# Lecture14 Anomaly Detection

For an dataset $\{ x^{(1)}, \dots, x^{(m)} \}$, detect that is $x_{test}$ anomalous?

Anomaly detection example: fraud detection, manufacturing, monitoring computer in a data center.

**Gaussion distribution**: $x \sim \mathcal{N}(\mu, \sigma^2): p(x;\mu, \sigma^2) = \frac{1}{\sqrt{2\pi \sigma}}exp\left( -\frac{(x-\mu)^2}{2\sigma^2} \right)$


**Anomaly detection algorithm**:
1. choose features $x_i$ that you think might be indicative of anomalous examples.
2. fit parameters $\mu_1, \dots, \mu_n, \sigma^2_1, \dots, \sigma^2_n$.
    * $\mu_j = \frac{1}{m}\sum^m_{i=1}x^{(i)}_j$
    * $\sigma^2_j = \frac{1}{m}\sum^m_{i=1}(x^{(i)}_j - \mu_j)^2$
3. given new example x, comput $p(x) = \prod_{j=1}^n p(x_j; \mu_j, \sigma^2_j) = \prod^n_{j=1} \frac{1}{\sqrt{2\pi \sigma_j}}exp(-\frac{(x_j-\mu_j)^2}{2\sigma_j^2})$, anomaly if $p(x) < \epsilon$.

## Algorithm evaluation

10000 good (normal) engines, 20 flawed engines (anomalous).

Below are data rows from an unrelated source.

PR #924, opened 2021-05-14
Use format <master>..<test> for diff URL

Lolligerhans:
```
This shows the full diff when master has diverged from the test
branch.

This is helpful no to disguise an outdated master when chekcing the test
diff.
```

The "new test" form will complain when master in the base repo is not up to date. But it does _not_ warn when the old master is _used_ instead. With this change, the approver obtains a chance to notice this error.

### DIFF
--- a/server/fishtest/helpers.py
+++ b/server/fishtest/helpers.py
@@ -4,18 +4,30 @@ def tests_repo(run):
     )
 
 
+def tests_repo_api(run):
+    """Return URL for GitHub API of the repository"""
+    return run["args"].get(
+        "tests_repo", "https://github.com/official-stockfish/Stockfish"
+        ).replace(
+            "//github.com/", "//api.github.com/repos/", 1)
+
+
 def master_diff_url(run):
     return "https://github.com/official-stockfish/Stockfish/compare/master...{}".format(
         run["args"]["resolved_base"][:10]
     )
 
 
-def diff_url(run):
+def diff_url(run, *, api_url=False):
+    """Produces GitHub diff URL
+
+    Uses the two-dotted format for non-API, the three-dotted format for API."""
     if run["args"].get("spsa"):
         return master_diff_url(run)
     else:
-        return "{}/compare/{}...{}".format(
-            tests_repo(run),
+        return "{}/compare/{}{}{}".format(
+            tests_repo(run) if not api_url else tests_repo_api(run),
             run["args"]["resolved_base"][:10],
+            ".." if not api_url else "...",
             run["args"]["resolved_new"][:10],
         )
--- a/server/fishtest/templates/tests_view.mak
+++ b/server/fishtest/templates/tests_view.mak
@@ -329,7 +329,7 @@
     }
 
     // Fetch the diff and decide whether to show it on the page
-    const diffApiUrl = "${h.diff_url(run)}".replace("//github.com/", "//api.github.com/repos/");
+    const diffApiUrl = "${h.diff_url(run, api_url=True)}";
     $.ajax({
       url: diffApiUrl,
       headers: {


Lolligerhans:
*Now changed in the correct I believe

Lolligerhans:
One disadvantage is that the individual commits can no longer be listed.

ppigazzini:
@Lolligerhans DEV updated, the PR seems to have broken the diff, see
https://dfts-0.pigazzini.it/tests/view/609d84615085663412d08e2f
https://tests.stockfishchess.org/tests/view/609d84615085663412d08e2f

Lolligerhans:
@ppigazzini It appears to be working as intended. What seems broken?
Two dots `..` show the "raw" diff of the code that is being tested against each other (like one might expect).
Three dots `...` show the commits between the `test` commit and the _common ancestor_ of the `test` and `base` branch.

I believe the second to be safer because it shows when `base` has grown after `test` has diverged. Maybe I am the only one who ever made this mistake. :)
```
           C --- D  <--master
         /
A ----- B  *
         \
           E --- F  <--test

(*) B is the common ancestor of test and base.
```
In this case, three dots `master...test` show the diff of `E + F`, but the test evaluates `- D - C + E + F`.
Two dots `master..test` reflect the tested code. I am not sure if GitHub can be made to also list the involved commits in this case  (if possible).

Lolligerhans:
It appears that, at the moment, GitHub even provides a link to a three-dotted diff automatically. In my experience that would only occasionally be helpful or needed.

ppigazzini:
@Lolligerhans open the two links provided, the first one (PR) lacks the Diff section

Lolligerhans:
Yes, that seems to disappear. I have no idea why.

I have never used this section and would personally sacrifice it, but I suppose others might use it.

G-Lorenz:
I made few attempts:
deleting a dot in this [url](https://api.github.com/repos/glinscott/fishtest/compare/master...Lolligerhans:diff-all) led to an error, while deleting it [here](https://github.com/glinscott/fishtest/compare/master...Lolligerhans:diff-all.diff) led to the desired output. I think that the mistake came in this [line](https://github.com/glinscott/fishtest/blob/master/server/fishtest/templates/tests_view.mak#L332), so probably restoring the three dots format in the api calling in this line is needed. Despite the strange call the api would behave as `git log base..head` (two dots), according to the [guide](https://docs.github.com/en/rest/reference/repos#compare-two-commits).

Lolligerhans:
Simply using two dots `..` for the API part and three dots `...` for web diff, as suggested by G-Lorenz. I opted to expand the diff_url() function so nobody needs to remember why some dots are replaced.

I don't have a testing setup but am somewhat unfamiliar with Fishtest and Python, so please verify the implementation.

G-Lorenz:
There is an error:
image

Writing `.replace("//github.com/", "//api.github.com/repos/", 1)` (instead of max=1) should fix it. I tested this fix on my local DEV and it seems to work:
image

ppigazzini:
@Lolligerhans DEV updated.

ppigazzini:
@vondele I need your review from a SF developer/approver point of view before merge this PR :)
At example the "Copy apply-diff command" returns:
- `curl -s https://github.com/BM123499/Stockfish/compare/594e2ac999...4daab5ca11.diff | git apply` - master
- `curl -s https://github.com/BM123499/Stockfish/compare/594e2ac999..4daab5ca11.diff | git apply` - PR

Lolligerhans (commented):
The commit title is wrong here, I meant of course "Use **three-dotted** diff URL with API"

ppigazzini:
@Lolligerhans you should squash the commits before the merge, so you can change the commit title. You should be able to modify the PR title, too.

vondele:
Do we have an example test where this makes a difference?

I notice that the comments are now not visible in the github diff
https://dfts-0.pigazzini.it/tests/view/609d6c345085663412d087e6
this needs an additional click, that's somewhat of a disadvantage, I usually look at the inline diff for approving a test, and at the github link if it has non-zero comments.

Lolligerhans:
@vondele This is meant not to make a difference (in presented diff) unless base is selected erroneously, like [here](https://tests.stockfishchess.org/tests/view/609cef177746e3dc74ffaed6). When viewing the diff on GitHub, manually replace `...` in the URL with `..` to see the difference.
I might be the only one to ever (have been) make(ing) this mistake.

Unfortunately, the commit list disappears (since we generally no longer compare two ends of a commit chain). On the GiuHub web interface they insert a link to the current scheme (which then shows separate commits, too). This will be 1 additional click to see the conversation/comments on GitHub.

The diff embedded on the test page should remain as is - we noticed it disappears when trying to use two dots.

G-Lorenz:
@Lolligerhans after this PR the embedded diff will show the complete ("two dots") diff, since [this line](https://github.com/glinscott/fishtest/blob/716682d55a33c8393a502227542432c1f5686cff/server/fishtest/templates/tests_view.mak#L315) is left unchanged.
On the other hand `const DiffApiUrl` is needed in order to find information about the diff, e.g. number of comments or number of lines. If I understand correctly (both the code and the guide) using three dots in DiffApiUrl would behave as `git log base..head` (two dots).

@vondele I noticed that the `diff` in the upper part of the page and the `view on GitHub` in the diff section link to the same url: maybe we could embed the second one in "(N comments)" using the old url (see picture). In this case we will have two complete diff (external and embedded) and a direct link to comments (as before).

immagine

Lolligerhans:
Can we make the test page show the result of this instead?

`git branch <test_branch> --contains <base_commit>`

Sorry, I think I was too hasty with the diff thing.

snicolet:
One solution is to propose both diff as link options in each test page:

a) on the main fishtest page, let the diff after each page open diff...  (as in current server)

b) in the individual page of a test:

b1) at the top, propose both diff... and diff.. links (they will usually give the same, but power users can click on diff.. if they want)
b2) in the middle of each page, continue using diff... as in current server, but propose the two options for "Copy apply-diff command"

   -  Copy apply-diff... command
   -  Copy apply-diff.. command

snicolet:
This way we can still follow the comments in the individual commits if we want, but we have access to the real hard diff when the branches have diverged

dubslow:
> Do we have an example test where this makes a difference?

Well now we've found one lol, https://tests.stockfishchess.org/tests/view/63f31bc2e74a12625bccc7e7

has just been PRd to stockfish but was run with a flawed, and thus useless, test which would likely have been caught with a `..` diff rather than the `...` diff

1. Training set: 6000 good engines; CV: 2000 good engines (y=0), 10 anomalous (y=1); Test: 2000 good engines (y=0), 10 anomalous (y=1);
2. Fit model $p(x)$ on training set $\{x^{(1)}, \dots, x^{(m)}$.
3. On a cross validation/test example x, predict $y=1$ (anomaly) if $p(x) < \epsilon$; $y=0$ (normal) if $p(x) \geq \epsilon$.
4. Possible evaluation metrics, use cross validation set to choose parameter $\epsilon$:
    * True positive, false positive, false negative, true negative.
    * Precision/Recall.
    * F1-score.
    
    
**Anomaly detection vs. supervised learning**
* anomaly detection:
    * very small number of positive examples.
    * large number of negative examples.
    * many different "types" of anomalies.
* supervised learning
    * large number of positive and negative examples.
    * enough positive examples for algorithm.

## Multivariate Gaussian Distribution

$$p(x; \mu, \Sigma) = \frac{1}{(2\pi)^{n/2} |\Sigma|^{1/2}} exp\left( -\frac{1}{2}(x-\mu)^T\Sigma^{-1}(x - \mu)\right)$$

**Parameter fitting**: $\mu=\frac{1}{m}\sum^m_{i=1}x^{(i)}, \Sigma = \frac{1}{m}\sum^m_{i=1}(x^{(i)} - \mu)(x^{(i)} - \mu)^T$.


**Original model vs. Multivariate gaussian**:
* Original model:
    * Manually create features to capture anomalies where $x_1, x_2$ take unusual combinations of values.
    * Computationally cheaper.
    * OK even if m is small.
* Multivariate gaussian：
    * Automatically captures correlations between features.
    * Computationally more expensive.
    * Must have $m > n$ or else $\Sigma$ is non-invertible.